Deep learning has revolutionized solar image analysis, yet most approaches train task-specific encoders from scratch or rely on natural-image pretraining that ignores the unique characteristics of Solar Dynamics Observatory (SDO) data. We introduce SolarCHIP, a family of contrastively pretrained visual backbones tailored to multi-instrument SDO observations. SolarCHIP addresses three key challenges in solar imaging: multimodal sensing across AIA and HMI instruments, weak inter-class separability due to slow temporal evolution, and strong intra-class variability with sparse activity signals. Our pretraining framework employs a multi-granularity contrastive objective that jointly aligns (1) global class tokens across co-temporal AIA-HMI pairs to enhance temporal discrimination, (2) local patch tokens at fixed spatial indices to enforce position-consistent, modality-invariant features, and (3) intra-sample patches across different spatial locations to preserve fine-grained spatial structure. We train both CNN- and Vision Transformer-based autoencoders and demonstrate their effectiveness on two downstream tasks: cross-modal translation between HMI and AIA passbands via ControlNet, and full-disk flare classification. Experimental results show that SolarCHIP achieves state-of-the-art performance across both tasks, with particularly strong gains in low-resource settings where labeled data is limited. Ablation studies confirm that each contrastive component contributes essential discriminative capacity at different granularities. By publicly releasing pretrained weights and training code, we provide the heliophysics community with a practical, plug-and-play feature extractor that reduces computational requirements, improves label efficiency, and establishes a reusable foundation for diverse solar imaging applications.

Paper Structure

This paper contains 22 sections, 7 equations, 5 figures, 3 tables.

Figures (5)

  • Figure 1: Overview of SolarCHIP training pipeline. We first preprocess SDO images with calibration and augmentation. The preprocessed images are then fed into modality specific encoders and decoders to extract tokens and reconstruct inputs. We apply three contrastive learning objectives at different granularities: (a) class-level (b) patch-level (c) intra-sample contrastive learning.
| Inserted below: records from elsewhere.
PR #13999, opened 2026-08-27
test(workflows): parametrized condition-eval matrix (17 cases)

neha00290:
## Summary

Extends the existing Workflows API test suite (`test_workflows.py` — CRUD only) with a new file `test_workflow_conditions.py` that exercises the **Condition node's evaluation semantics** end-to-end via the `POST /workflows/test?draft=true` dry-run endpoint. 17 parametrized cases, one test id per case.

The Workflows suite previously only covered create/update/delete/enable/history/test-endpoint-responds. **No test asserted what a condition actually does with a payload.** This PR closes that gap without touching any product code.

## What's covered

| Group | Case ids | What it pins down |
|---|---|---|
| Per-operator smoke | `eq_match`, `eq_no_match`, `neq_match`, `neq_no_match`, `contains_match`, `notcontains_match` | Each of the 6 leaf operators matches / rejects as expected |
| Numeric-string semantics | `gt_boundary_drop`, `gte_boundary_ok`, `lt_lexical_ok`, `lex_gte_multichar_matches_by_design` | Locks in the **intentional lexical compare** on `Utf8` `meta_*` fields (`"5" >= "10"` is TRUE). A future accidental switch to numeric compare would trip these. |
| Logical combinators | `and_all_true`, `and_one_false`, `or_one_true`, `or_all_false` | Both AND and OR paths at the group level |
| Nesting | `nested_and_in_or`, `nested_or_in_and` | Composite trees evaluate correctly; also implicitly verifies the V2 rule that the *child's* `logicalOperator` is what combines it with the previous sibling |
| Control | `no_condition_passthrough` | Trigger → Destination without a Condition node — proves the baseline pass-through |

## How the assertions work (no secrets, no delivery)

Each test builds an in-memory graph (`Trigger → [Condition →] Destination`), fires a sample flattened alert payload through `/workflows/test?draft=true`, and reads the **per-node `inputs` map** in the response. A destination that received records is guaranteed to have been invoked; an empty entry means an upstream condition dropped the payload. Ground truth comes from the API response itself — no external webhook, no polling, no flake surface.

The destination points at `http://localhost:8080/sink` (same fake sink `test_workflows.py` uses). Never reaches the internet, no template rendering, no side effects.

## CI safety

- **No secrets** — auth comes from `os.environ` in the shared conftest, same as every other test
- **No hard-coded URLs to real services** — only `http://localhost:8080/sink`
- **No hooks, no Slack, no webhooks**
- **Deterministic cleanup** — one shared destination scoped `module`, deleted in the yield teardown; all names prefixed `wf_auto_api_cond_*`

## Enterprise gating

Workflows is enterprise-only. The module has the **same `_require_workflows` autouse fixture** used by `test_workflows.py` — probes `/workflows` and calls `pytest.skip(...)` on 403/404. Concretely:

- In this repo's CI (OSS build via `cargo build --features mimalloc`) → auto-skips cleanly, no false failures
- In the paired **o2-enterprise** CI (same-branch pairing convention from `CLAUDE.md`) → endpoint responds → all 17 cases run

Result locally against `main.common-dev.internal.zinclabs.dev`: **17/17 passed in ~15s**.

## Test plan

- [x] File lints cleanly (matches surrounding style; no `--strict` warnings)
- [x] All 17 cases pass locally against an enterprise env (main.common-dev): `pytest tests/workflows/test_workflow_conditions.py -v` → 17 passed
- [x] Module skips (not fails) on an OSS/non-Workflows env — verified via the shared `_require_workflows` fixture pattern
- [x] No hard-coded credentials, webhooks, or external URLs (audited before commit)
- [x] Destination + all workflow names use the `wf_auto_api_*` prefix; teardown deletes the shared destination
- [ ] Paired branch `test/workflows-condition-eval-matrix` exists in `o2-enterprise` before merge so ent CI can actually run these

## Notes for reviewers

- The `lex_gte_multichar_matches_by_design` case is deliberately named to signal that this is **intended** behavior. It exists as a regression guard, not a bug repro.
- The V2 gotcha (child `logicalOperator` drives evaluation, not parent group's) is enforced by the local `_group()` helper — it propagates the parent's operator to every child. This mirrors what the frontend `ConditionBuilder` does; anyone hand-constructing V2 groups without this propagation would evaluate all-AND regardless of the parent's declared operator.

### DIFF
--- a/tests/api-testing/tests/workflows/test_workflow_conditions.py
+++ b/tests/api-testing/tests/workflows/test_workflow_conditions.py
@@ -1,0 +1,274 @@
+"""
+Workflows v1 — Condition-node evaluation matrix.
+
+Extends the CRUD-only test_workflows.py with per-operator + logical-combinator
+coverage of the condition node's evaluation via /workflows/test?draft=true. Each
+case builds an in-memory graph (Trigger -> Condition -> Destination), fires a
+sample payload, and asserts the destination was (or was not) invoked based on
+whether the condition matched.
+
+No secrets, no external webhooks: the destination URL is the localhost sink
+(same as the CRUD fixture), and pass/drop is derived from the dry-run response's
+per-node `inputs` map — no delivery needed. Safe to commit / run in CI.
+
+Enterprise-only feature: the module auto-skips on OSS builds via the same
+`_require_workflows` probe used by test_workflows.py.
+
+Semantics documented alongside each case group:
+ - Operators: =, !=, >, >=, <, <=, Contains, NotContains
+ - Logical combinators: AND, OR, and nested groups
+ - V2 gotcha: each ConditionItem carries the `logicalOperator` that combines it
+   with the PREVIOUS sibling. Children of an OR group must therefore also carry
+   `logicalOperator: "OR"` — the parent group's value is metadata only.
+   Enforced by the local `group()` helper below.
+ - String semantics: alert `meta_*` fields are exposed as `Utf8` (strings),
+   including numeric-looking ones (threshold/count/period). Comparisons are
+   lexical, so `"5" >= "10"` is true. This is intentional at the model layer.
+"""
+
+import os
+import time
+import uuid
+from typing import Any
+
+import pytest
+
+ORG_ID = os.environ.get("TEST_ORG_ID", "default")
+DEST_URL = "http://localhost:8080/sink"  # same fake sink as test_workflows.py
+
+
+# ── Enterprise gate (mirrors test_workflows.py:36-41) ─────────────────────────
+@pytest.fixture(scope="module", autouse=True)
+def _require_workflows(create_session, base_url):
+    """Skip the whole module on OSS / builds where Workflows isn't enabled."""
+    resp = create_session.get(f"{base_url}api/{ORG_ID}/workflows")
+    if resp.status_code in (403, 404):
+        pytest.skip("Workflows feature not available (enterprise-only / not enabled on this build).")
+
+
+# ── Shared per-module dry-run destination ─────────────────────────────────────
+@pytest.fixture(scope="module")
+def dry_run_destination(create_session, base_url):
+    """One pipeline-module destination reused by every parametrized case; deleted after."""
+    session = create_session
+    name = f"wf_auto_api_cond_dest_{int(time.time())}{uuid.uuid4().hex[:4]}"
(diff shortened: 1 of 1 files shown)


Shrinath-O2 (approved):

YashodhanJoshi1 (approved):

Shrinath-O2:
### 🤖 E2E Council

- **Edition:** enterprise
- **Needs E2E:** false
- **Skip:** true — _No user-facing change: the diff is test-only (new Python API test for the enterprise Workflows condition node) and CI-only (.github/workflows/api-testing.yml flag). No web/src/** frontend changes and no backend/API contract changes._
- **Feature:** Workflows Condition Node Evaluation (area: Alerts)

**EDITION: ENTERPRISE** — Changed paths are tests/api-testing/tests/workflows/test_workflow_conditions.py and .github/workflows/api-testing.yml. Neither lives under an enterprise directory (enterprise/, o2_enterprise/, src/enterprise/), but both target the enterprise-gated Workflows feature: the new test module auto-skips on OSS via its _require_workflows probe ('Enterprise-only feature' in its docstring), and the CI change enables O2_WORKFLOWS_ENABLED. Classified enterprise on enterprise-gated-module + keyword (workflows) evidence.

**SKIP: Yes** — Skipping because the change has no user-facing behavior. It is test-only (a new Python API test) plus CI-only (a workflow env flag). There are no web/src/** files, no backend Rust changes, and no REST endpoint added or altered. No explicit opt-out label/comment was present, but the no-user-facing-change gate applies.

**E2E WARRANTED: No** — No E2E is warranted. There is no user-facing UI flow to verify — the diff contains zero web/src/** frontend changes. The added test is API-level Python coverage, not a Playwright E2E spec, and the REST endpoints it exercises already exist.

**AREA: Alerts** — n/a — skipped. No web/src/** UI changes exist to map to an area. The closest area would be Alerts (Workflows lives under Alerts in the UI, and the test hits /alerts/destinations), but no E2E spec is generated for a skip.

**GROUP: ?** — n/a — skipped. No Playwright matrix group is selected because no E2E spec is being generated.

**EXISTING TESTS: No** — No E2E specs in the diff. The only test file changed is tests/api-testing/tests/workflows/test_workflow_conditions.py, a Python API test, which is not a Playwright E2E spec under tests/ui-testing/playwright-tests/. It therefore does not set existing_tests_in_diff.

PR #14002, opened 2026-08-27
perf(traces): batched per-stream scan for multi-id time range lookup

hengfeiyang:
Design: https://github.com/openobserve/designs/blob/main/infrastructure/file-list/trace-time-range-multi-lookup.md (the "Batched scan (phase 2)" section)

Follow-up to #13992. No API changes — same routes, parameters, and response contract; this changes how the fan-out resolves a batch.

## Summary

- replace the per-(key × stream) locate/expand fan-out with **one shared backward scan per stream** over all unresolved keys: every window queries the active keys in a single `IN` list (sessions group by `session_id`), rows merge into per-key ranges, and keys leave the list when complete, proven absent, or seen by another stream's scan (the one-id-one-stream contract)
- `hint_ts` and the UUIDv7 cluster are probed first as **islands** that grow until they cover each caught key's completion margins — a batched expand shared by all keys the probe caught; the main exponential backward scan jumps over covered island spans
- each key **completes individually** once the contiguous covered region extends one expand window past its ends; expanding a merged range instead would stop at the miss gap between two distant keys and never find the older one (the design doc covers why)
- verdicts derive from scanner state: complete → `found`; seen but interrupted → `found` + `partial`; unseen after full coverage → `not_found`; unseen otherwise → `timeout` — the same contract #13992 shipped
- the scanner is a **pure state machine** (`time_index/scan.rs`) driven by an async executor, so probe/island/boundary/timeout/completion logic is unit-tested without a store
- the session-UUID causality floor now flows through a shared `resolve_scan_bounds` used by both the batch path and the single-key wrappers, so absence proofs for UUIDv7 session ids stay bounded to the session's lifetime neighborhood
- `key_in_predicate` generalizes the existing `trace_id_predicate` IN-builder (inheriting its SQL-escaping test) for the batch window SQL

The single-key `query()`/`query_session()` wrappers used by the details/session APIs keep the original per-key timer — they also need the per-trace map the batch path deliberately drops.

## Cost

Proving absence over a year of coverage now costs ~8–10 window queries **per stream, independent of id count**, instead of per (id × stream); a good hint or caller bound resolves a whole batch in ~1–2 windows per stream. Batch-scan window counts are observable via `trace_time_index_query_rounds{phase="batch_scan"}`.

Deferred follow-ups (noted in the design doc): speculative prefetch of main-scan windows (the sequence is result-independent, so 2–4 could run concurrently), and wider rounds-histogram buckets for the batch phase.

## Validation

- `cargo test -p openobserve-api-search --lib` — 169 passed, including 15 scanner state-machine tests (multi-key staggered depths, hint islands, caller-bound boundary growth, cross-stream skip, timeout/backstop verdicts, session floor, deadline-boundary settling, island-jump progress, exact hint-hit window count)
- `cargo test -p config --lib meta::traces` — 5 passed
- `cargo test -p openobserve-api-http --lib` — 55 passed
- `cargo fmt --all` and the CI clippy command over the workspace — clean
- enterprise compile verified by swapping in the enterprise `Cargo.toml.openobserve` — clean; no route or permission changes, so no paired PR

### DIFF
--- a/src/api/search/src/traces/time_index/mod.rs
+++ b/src/api/search/src/traces/time_index/mod.rs
@@ -13,6 +13,8 @@
 // You should have received a copy of the GNU Affero General Public License
 // along with this program.  If not, see <http://www.gnu.org/licenses/>.
 
+mod scan;
+
 use std::{
     collections::HashSet,
     sync::atomic::{AtomicBool, Ordering},
@@ -30,7 +32,7 @@ use config::{
     meta::{
         search::{Query, Request, RequestEncoding, SearchEventType},
         stream::StreamType,
-        traces::session::{quote_identifier, quote_sql_string},
+        traces::session::{key_in_predicate, quote_identifier, quote_sql_string},
     },
     utils::{json, time::now_micros, util::get_trace_time_index_stream_name},
 };
@@ -44,8 +46,11 @@ use serde::Serialize;
 use tokio::time::Instant;
 use utoipa::ToSchema;
 
-use crate::common::{
-    meta::http::HttpResponse as MetaHttpResponse, utils::http::get_or_create_trace_id,
+use crate::{
+    common::{meta::http::HttpResponse as MetaHttpResponse, utils::http::get_or_create_trace_id},
+    traces::time_index::scan::{
+        BatchScanner, ScanBounds, ScanOutcome, margin_span, session_uuid_floor,
+    },
 };
 
 const DAY_MICROS: i64 = 24 * 60 * 60 * 1_000_000;
@@ -183,7 +188,6 @@ struct TimerStats {
     locate_rounds: u64,
     expand_rounds: u64,
     timed_out: bool,
-    coverage_missing: bool,
 }
 
 /// Locate honors the scan bounds (tightened by a caller range); expand honors
@@ -194,10 +198,7 @@ struct TimerContext<'a> {
     kind: TimeIndexKind,
     key: &'a str,
     key_uuid_ts: Option<i64>,
-    scan_start: i64,
-    scan_end: i64,
-    hard_start: i64,
-    hard_end: i64,
+    bounds: ScanBounds,
     deadline: Instant,
 }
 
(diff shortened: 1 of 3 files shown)


haohuaijin (approved):

Shrinath-O2:
⚠️ **Auto-requeue failed** — tried to re-add this PR to the merge queue after a `CI_FAILURE` dequeue but the enqueue API call failed. It has **not** been re-queued; please re-queue manually.

Shrinath-O2:
### 🤖 E2E Council

- **Edition:** oss
- **Needs E2E:** false
- **Feature:** Trace Time Index Batch Scan (area: Traces)

**EDITION: OSS** — All three changed paths live under open-source backend directories: src/api/search/src/traces/time_index/ (mod.rs, scan.rs) and src/config/src/meta/traces.rs. No enterprise-owned paths (enterprise/, o2_enterprise/, src/enterprise/) are touched, and no enterprise keywords (cipher, SSO, SAML, RBAC, SDR, sensitive-data, logo-management) appear in the changed paths or symbols. Classification is OSS.

**SKIP: Yes** — The change is a backend-only refactor of the trace time index search (replacing per-key locate/expand fan-out with a shared batch scanner). There are no changes under web/src/** or any enterprise web layer, and no user-exercisable UI/behavior change. No skip label or skip comment was supplied, but this qualifies as no-user-facing-change, so we skip.

**E2E WARRANTED: No** — E2E is not warranted: the diff alters no Vue components, views, controls, validation, or interaction in web/src/**. The public query/query_session functions keep the same input/output types; only the internal SQL windowing and scan strategy changed, which is invisible to UI flows.

**AREA: Traces** — The bulk of the change is in the traces time-index search backend, so if it had been user-facing it would map to the Traces area. No UI changes exist to anchor an E2E area, so the area field is informational only.

**GROUP: ?** — n/a — skipped: no spec is generated, so no playwright matrix group is selected.

**EXISTING TESTS: No** — No E2E specs in the diff. The only tests touched are Rust #[cfg(test)] unit tests inside scan.rs and mod.rs, which are not Playwright E2E specs and do not count as existing E2E coverage.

The similarity matrices illustrate the alignment enforced by each contrastive objective, where gray diagonal entries indicate stronger similarity between positive pairs.
  • Figure 2: Overview of downstream applications. We train a ControlNet with pretrained encoder for cross-modal translation between HMI and AIA (top). We append a classification head to the HMI encoder for solar flare recognition (bottom).
  • Figure 3: Visualization of translated images from HMI to AIA. The top row shows the synthesized AIA images conditioned on the same HMI inputs, while the bottom row displays the corresponding ground truth AIA observations.
  • Figure 4: Visualization of translated images from AIA to HMI. The leftmost column shows the ground truth HMI observation, while the right two rows display the synthesized HMI images conditioned on the corresponding AIA inputs.
  • Figure 5: Few-shot Adaption Results. We progressively reduce the number of labeled training samples to simulate low-resource scenarios, specifically using 100%, 50%, 20%, 10%, and 5% of the original training set. Both SolarCHIP-pretrained models and randomly initialized baselines are fine-tuned under these constraints. The performance is assessed using (a) the accuracy of all classes as well as the (b) $\geqslant$M and (c) $\geqslant$C binary classifications.